Contrary to popular belief, sharks are generally not a threat to people. The giant sea creatures do not normally hunt humans. When they do, it is usually a case of misguided identity, according to NOAA. Sharks sometimes mistake people for its natural prey, such as fish or a marine mammal or sea turtle, and most often will release the person after the first bite.
The “big three” species – bull, tiger, and great white sharks – are big enough to do a lot of damage to a person and must be treated with respect and caution. The U.S. averages just 19 shark attacks each year and one shark-attack fatality every two years. According to National Geographic, for every human killed by a shark, humans kill approximately two million of the “super predator.”

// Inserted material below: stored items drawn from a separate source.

PR #111, opened 2019-02-18
force the namespace deletion by updating the finalizers in the namespace obj

cpanato:
After the namespace deletion sometimes the namespace get stuck in the `Terminating` phase forever and we need to use the script from @unguiculus (https://gist.github.com/unguiculus/d915e911ba04f1f97ecea4f617a2eef5) to remove the namespaces.

This PR introduces the same login in the bash script to the chart-testing, when we check if the namespace still exists we apply the logic to force remove the namespace.

note: for example, last week in the Helm Chart CI Cluster we had around 900 namespaces in Terminating phase.

### DIFF
--- a/pkg/exec/exec.go
+++ b/pkg/exec/exec.go
@@ -96,3 +96,16 @@ func (p ProcessExecutor) RunProcess(executable string, execArgs ...interface{}) 
 
 	return nil
 }
+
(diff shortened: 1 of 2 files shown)


cpanato:
not working after some tests, will check and reopen another PR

People love a good slayer story, but in reality the odds you’ll be attacked by a shark are astronomically slim. The chances you will be attacked by a shark are one in 11.5 million, according to Florida Museum of Natura History. That means you are more likely to be killed by a bear, a dog, or a tornado than a shark.
Encountering the giant fish is an exhilarating adventure many people want to participate in. Swimming with sharks or looking at them from behind a cage is on many thrill-seekers’ bucket lists. Resorts and tour agencies offer the experience of being very close to the ocean’s most terrifying creature.
If you’re curious but not quite ready to get that friendly with these large sea species, a cage dive will likely better suit your appetite for a shark-viewing adventure. More experienced divers are brave enough to literally swim with the sharks.